First time the battery left me stranded after fishing most the day off the beach last summer. Was able to jump battery off from one of my trolling motor batteries and get home. PC1200 showed it was dead and replaced it.
Fast forward a year later started having the same issue with low voltage alarm.

Upgraded to a PC1500 and has been better. Have noticed this more so when I have the livewell pump on for a good bit along with my lowrance carbon on for a while with FMT.

When it’s just the unit on I can go longer. Never had issues before. Haven’t been able to pinpoint further but I ensure I have a jumper cable long enough to reach from bench seat in my ECC EVO to the console now after last summer.


----------



## lemaymiami (Feb 9, 2007)

Before you get all fired up... Pull that starting battery and have it checked out - it may be on its way out... Secondly most aren't aware that a dual battery setup to provide 24 volts for a trolling motor.. also will allow one of your trolling batts to provide 12 volt power on it's "low side" without hurting its 24volt usage... I wasn't aware of that until we installed a trolling motor on my old Maverick that was previously set up with two batteries ( a primary batt and a #2 batt) that were joined by a common battery switch to allow either battery to be used as a starting battery or allow them to be combined for a very strong 12volt start... 

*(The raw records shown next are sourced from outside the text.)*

PR #257, opened 2023-10-22
Implement creation of a sharing URL

### LINKED ISSUE #24: [client] Pelican should generate a "sharing URL" for users

bbockelm:
This allows a user to create a "sharing URL", a URL that includes the authorization token but has minimal privileges.

The intended usage is something like this:
```
$ pelican object share osdf://chtc/staging/bbockelm/my_test_file
osdf:///chtc/staging/bbockelm/my_test_file?authz=$LONG_TOKEN_STRING
```

Includes test cases covering token generation and the director URL discovery but, honestly, it's a bit difficult to test end-to-end as the `director-cache.osg-htc.org` is not working with authenticated CHTC URLs right now.

Fixes #24


client/sharing_url.go
```diff
@@ -0,0 +1,106 @@
...
+			viper.Set("Federation.DirectorUrl", "")
+			viper.Set("Federation.DiscoveryUrl", discoveryUrl.String())
+			if err := config.DiscoverFederation(); err != nil {
+				return "", errors.Wrapf(err, "Failed to discover location of the director for the federation %s", objectUrl.Host)
+			}
+			if directorUrl = param.Federation_DirectorUrl.GetString(); directorUrl == "" {
+				return "", errors.Errorf("Director for the federation %s not discovered", objectUrl.Host)
+			}
+		}
+	} else if objectUrl.Scheme == "osdf" && configDirectorUrl == "" {
```
jhiemstrawisc, line 55: Small bug that I happened to hit here because I forgot to clear my config. If we have the federation defined in the config and we are using `osdf://` as our scheme, we skip this block and hit line 74, telling us the scheme `osdf://` is invalid -- even if the federation information from the config is identical to the OSDF configuration. The mere fact it's defined in the configuration causes this to fail.

client/sharing_url.go
```diff
@@ -0,0 +1,106 @@
...
+			return "", errors.Errorf("Director for the OSDF not discovered")
+		}
+	} else if objectUrl.Scheme == "" {
+		if configDirectorUrl == "" {
+			return "", errors.Errorf("Must provide a federation name for path %s (e.g., pelican://osg-htc.org/%s)", objectUrl.Path, objectUrl.Path)
+		} else {
+			directorUrl = configDirectorUrl
+		}
+	} else if objectUrl.Scheme != "" {
+		return "", errors.Errorf("Unsupported scheme for pelican: %s://", objectUrl.Scheme)
```
jhiemstrawisc, line 74: This isn't a change request, per say, but I wonder how we could support having schemeless sharing. If I do `osdf object share /chtc/staging/jhiemstra/chtc-auth-test.txt`, might it be reasonable to generate a sharing URL that points to a cache or an origin? For example, if I `curl -v https://origin-auth2000.chtc.wisc.edu:1095/chtc/staging/jhiemstra/chtc-auth-test.txt?authz=<TOKEN FROM RUNNING OBJECT SHARE>`, I also get the file. We could generate this particular sharing URL when no scheme is provided.

jhiemstrawisc (changes requested):
Some of the changes to configuration are conflicting with a recent PR Joe put together. Can you rebase?

client/sharing_url.go
bbockelm: Resolved in the latest push.

client/sharing_url.go
bbockelm: Not sure I'm following -- the prior conditional handles the case for schemaless sharing, no?

jhiemstrawisc: Ah, I think I tested in a way that pointed at the wrong director, which caused a failure I misinterpreted. After pointing back to the production director, this appears to work as intended.

jhiemstrawisc (approved):
LGTM

PR #2038, opened 2025-02-24
Add /version endpoint to expose version and build info

Saartank:
Added a new /version endpoint to expose version and build details, including build commit, build date, built by, and version number. Integrated this into the common set of APIs and updated the Swagger documentation accordingly.


h2zh (approved):
LGTM

PR #2049, opened 2025-02-25
Bump OS X Dependencies to avoid potential segfault

bbockelm:
Try to update the OS X dependencies to match Linux; we've been observing infrequent (but annoying) segfaults during unit tests.

Particularly, xrdcl-pelican v1.0.3 fixes a segfault in the director response caching code.

I'm not entirely sure this will fix the problem -- but it's useful to hit the "low hanging fruit"!


brianaydemir (approved):
LGTM, but for the record…

I've seen three failures in a row for `TestLargeFile`, so there might be a real issue there, even with these updates. On the other hand, that's a test for the "local cache," which I'm guessing isn't a critical use case for macOS.

PR #2050, opened 2025-02-26
Document restricted characters in fed prefixes

jhiemstrawisc:
Screenshot of the way this renders:
Prefix Restrictions

### DIFF
--- a/docs/pages/federating-your-data/choosing-namespaces.mdx
+++ b/docs/pages/federating-your-data/choosing-namespaces.mdx
@@ -1,4 +1,5 @@
 import ExportedImage from "next-image-export-optimizer";
+import { Table } from 'nextra/components';
 
 # Namespace Prefixes and How To Choose One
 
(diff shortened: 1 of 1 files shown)


docs/pages/federating-your-data/choosing-namespaces.mdx
```diff
@@ -130,3 +130,44 @@ other stores its images in posix. Namespacing allows the data owner to hide this
...
+those that are special inside URLs. In both cases, Pelican disallows these characters as a matter of design because they may cause issues with the way Pelican
+uses HTTP, or they may have unintended consequences when interacting with XRootD, where object names are treated like POSIX paths.
+
+For example, the character sequence `../` in POSIX means "up one directory", such that a filepath like `/foo/bar/../baz` is actually expanded to `/foo/baz`. This makes it
+potentially unsafe to allow a prefix like `/my-prefix/../`, which when interpreted as a filepath is just `/`. Because of the special meaning given to these characters, and because
+their use can lead to certain forms of computer attacks when handled incorrectly, Pelican disallows some characters and character combinations in prefixes.
+
+Other top-level prefixes are restricted because Pelican uses them internally for things like origin/cache registration, or in monitoring.
+
+In total, these are Pelican's namespace prefix restrictions:
```
aowen-uwmad, line 145:
```suggestion
The following table lists the characters that Pelican does not allow when defining a namespace prefix. 
```

aowen-uwmad (changes requested):
Recommend adding a paragraph (at the end?) that details what happens if you try to use one of the disallowed characters.
Does Pelican throw an error? What does it look like? Is it just a warning, but then the service won't be able to communicate with other Pelican services?

jhiemstrawisc:
@jhiemstrawisc First round of feedback is incorporated.

jhiemstrawisc:
These changes are approved, so I'm overriding the branch protection complaining that Andrew doesn't have write permissions while I sort that out separately.

Issue #2052, opened 2025-02-26
`pelican-server` binary is not being installed into `sbin`


brianaydemir:
Prior to #1972, the `pelican-server` binary, currently present only in the container images for running an XRootD cache, was installed into `/usr/local/sbin`:

https://github.com/PelicanPlatform/pelican/blob/8dbab6636dd18335068302e6df578c76b742db4f/images/Dockerfile#L286-L287

That PR unintentionally started putting the binary into `/usr/local/bin`, which breaks the container image's entrypoint script:

```
Starting Pelican...
Running pelican-server with arguments: cache serve
[FATAL tini (7)] exec /usr/local/sbin/pelican-server failed: No such file or directory
```

PR #2053, opened 2025-02-26
Install `pelican-server` into `/usr/local/sbin`

brianaydemir:
The move to `/usr/local/bin` was an unintentional change made when refactoring the container image build stages.

See #2052 for additional background.


jhiemstrawisc (approved):
LGTM

Issue #2056, opened 2025-02-26
The directory and registry incorrectly assume the existence of an `xrootd` user


brianaydemir:
When I refactored the container image build process (#1972), I removed the `xrootd` user from the director and registry images, on the assumption that neither component runs XRootD and thus should have no need of the user.

Unfortunately, it turns out that do they require the `xrootd` user be present on the system. If it is not, these components fail to start up.

Director failure:
```
time="2025-02-26T17:31:11Z" level=error msg="Fatal error occurred at the start of the program. Cleanup started: Failure when configuring the server: failure when creating a directory for the monitoring data: Unable to lookup the runtime user information; does the xrootd user exist?: user: unknown user xrootd"
```

Registry failure:
```
time="2025-02-26T20:36:03Z" level=error msg="Fatal error occurred at the start of the program. Cleanup started: Failure when configuring the server: failure when creating a directory for the shoveler on-disk queue: Unable to lookup the runtime user information; does the xrootd user exist?: user: unknown user xrootd"
```

(The fact that the registry is trying to create a directory for the shoveler queue in the first place is a separate issue: #2055.)

The layers of error messages implicate the following code:

https://github.com/PelicanPlatform/pelican/blob/98f55e4595425b06f3e62307007adc97184a900d/config/mkdirall.go#L78-L102

Essentially, in the process of creating directories, this function unconditionally attempts to look up the so-called "daemon" user, which when `pelican` is started `root`, turns out to be the system's `xrootd` user.

To start with, there is no reason to assume that the UID and GID provided to the function in the first place have any relationship to the "daemon" user, not least of all because there's nothing in the function's name or signature that would suggest a relationship to `xrootd`. We have the following call, for example:

https://github.com/PelicanPlatform/pelican/blob/98f55e4595425b06f3e62307007adc97184a900d/config/config.go#L1336-L1342

On Linux and macOS, this lookup serves no purpose other than to put a potentially incorrect group name into an error message. On Windows, we potentially add the wrong user to an ACL(?), in addition to potentially emitting an incorrect error message.

What this function _should_ be doing is a lookup based on the provided UID and GID.

Issue #2055, opened 2025-02-26
Director and registry unnecessarily create a directory for the shoveler queue on start-up


brianaydemir:
On start up, the director and registry components both attempt to create a directory for the shoveler queue, which is unnecessary given that neither component runs an XRootD server.

https://github.com/PelicanPlatform/pelican/blob/98f55e4595425b06f3e62307007adc97184a900d/config/config.go#L1344-L1346

For example, the following error from an attempt to start the registry attests to the attempt to create this directory:

```
time="2025-02-26T20:36:03Z" level=error msg="Fatal error occurred at the start of the program. Cleanup started: Failure when configuring the server: failure when creating a directory for the shoveler on-disk queue: Unable to lookup the runtime user information; does the xrootd user exist?: user: unknown user xrootd"
```

(The missing `xrootd` user is a separate issue: #2056.)

One can also simply start the container images normally for these components and observe the existence of `/var/spool/pelican/shoveler/queue`, a directory that's not present in the container image.

What this function _should_ be doing is checking the components being configured and conditionally creating the directory.

brianaydemir:
Note that this issue is masked (that is, might go unobserved) if an `xrootd` user exists.

PR #2057, opened 2025-02-27
Do not assume the existence of XRootD (`xrootd`) when it is not necessary

brianaydemir:
See #2055 and #2056 for this PR's background.

In `config/mkdirall.go`, I've decided that it's preferable to avoid doing a lookup on the provided `uid` and `gid` if at all possible. `MkdirAll` is a sufficiently low-level function that it seems reasonable that callers should bear the responsibility for providing correct UIDs and GIDs.

### DIFF
--- a/config/config.go
+++ b/config/config.go
@@ -1341,9 +1341,12 @@ func InitServer(ctx context.Context, currentServers server_structs.ServerType) e
 		return errors.Wrapf(err, "failure when creating a directory for the monitoring data")
 	}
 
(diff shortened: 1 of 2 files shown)


jhiemstrawisc (approved):
LGTM. Can you open an issue for the embedded `FIXME` to make sure we don't lose track of this?

brianaydemir:
I re-ran the macOS tests and they passed. There's another PR out there that might or might not address some of these occasional failures that we've been seeing: #2049.

PR #2061, opened 2025-02-27
Use DiscoveryURL as token issuer for Prometheus scraping in Director

jhiemstrawisc:
Previously, the checks failed in the actual OSDF because the token encoded the Director's URL as the issuer, but the token consumer expected the issuer to be that of the "federation", or Discovery URL.


jhiemstrawisc:
@h2zh After this one is merged, we should also backport it to 7.14. Let me know if you want to chat about how to do that :)

patrickbrophy:
@jhiemstrawisc Have you tested this? I just want to make sure we can still access metrics.

jhiemstrawisc:
That's partially why I tagged you as reviewer -- I'm not super sure how to test it!

patrickbrophy (changes requested):
So checkout the `createPromMetricToken` in `web_ui/authorization.go`

This function generates a token for accessing the `/metrics` endpoint and I believe it would be relevant to this PR.

jhiemstrawisc:
@bbockelm adding you as a reviewer because neither Patrick nor I are totally sure how to test this. FWIW, I do have a separate test server in my dev environment for serving federation metadata. In the issue, you mentioned the bug only arises when `Federation.DiscoveryUrl != Federation.DirectorUrl`, which is what I'm emulating locally with the metadata server. Even when I split these up locally, I don't notice a change in behavior before/after this diff. What am I missing?

patrickbrophy (approved):
After several discussions and creating diagrams for how Prometheus uses tokens with respect to Pelican, these changes seem to be correct.

PR #2062, opened 2025-02-27
Use GetPelicanUser() to set issuer keys directory's permission group

h2zh:


jhiemstrawisc (approved):
This passes my smell check. Have we confirmed that changing the user to Pelican doesn't prevent us from exporting public keys through the `.well-known/` path at our XRootD endpoint?

h2zh:
> This passes my smell check. Have we confirmed that changing the user to Pelican doesn't prevent us from exporting public keys through the `.well-known/` path at our XRootD endpoint?

Public key can be obtained by sending a GET request to `https://localhost:8447/.well-known/issuer.jwks` (8447 is the port I run Origin), while not on `https://localhost:8443/.well-known/issuer.jwks`

h2zh:
Alarm cleared! No need to create another issue. I double checked and found out `https://localhost:8443/.well-known/issuer.jwks` **CAN** get the public key before **AND** after this PR. My previous test said "no" because it prompted me to provide a certificate when accessing this endpoint. I just found out that I could just click "cancel" to bypass this blocker and access the public key.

In short with a bit of work and some extra battery cable as well as a battery switch you can re-configure your current setup so that whenever the starting battery is low (batt #1) you can use the switch to start your motor with batt # 2 ( the low side of your trolling motor setup) then once your motor is started, switch back so that your motor is properly charging your starting battery (provided it's actually a good battery...).

Hope this helps... and... "Aren't boats fun?"


----------



## mt hwy (Mar 18, 2021)

Yeah, I wasn’t sure about that. So even though the two TM batteries are wired together in series to produce 24 volts - I can still wire or jump in parallel off one of the TM batteries to jump or boost, providing 12 volts to my starting battery? If so, that’s a good solution. All three batts are in the center console, so maybe a short set of jumper cables so I could pull off either TM battery, or like you say Bob just wire to one with a switch. Also, I assume you can charge a TM battery while running if that Battery is connected to the starting Battery?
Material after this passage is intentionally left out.